— Collected material —
"""
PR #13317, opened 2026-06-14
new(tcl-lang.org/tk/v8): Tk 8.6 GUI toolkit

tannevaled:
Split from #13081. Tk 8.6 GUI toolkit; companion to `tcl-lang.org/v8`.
"""
— Exercise objective —
How many lines of the listing above contain the string "toolkit"? Answer with the number alone.

— The completed task —
2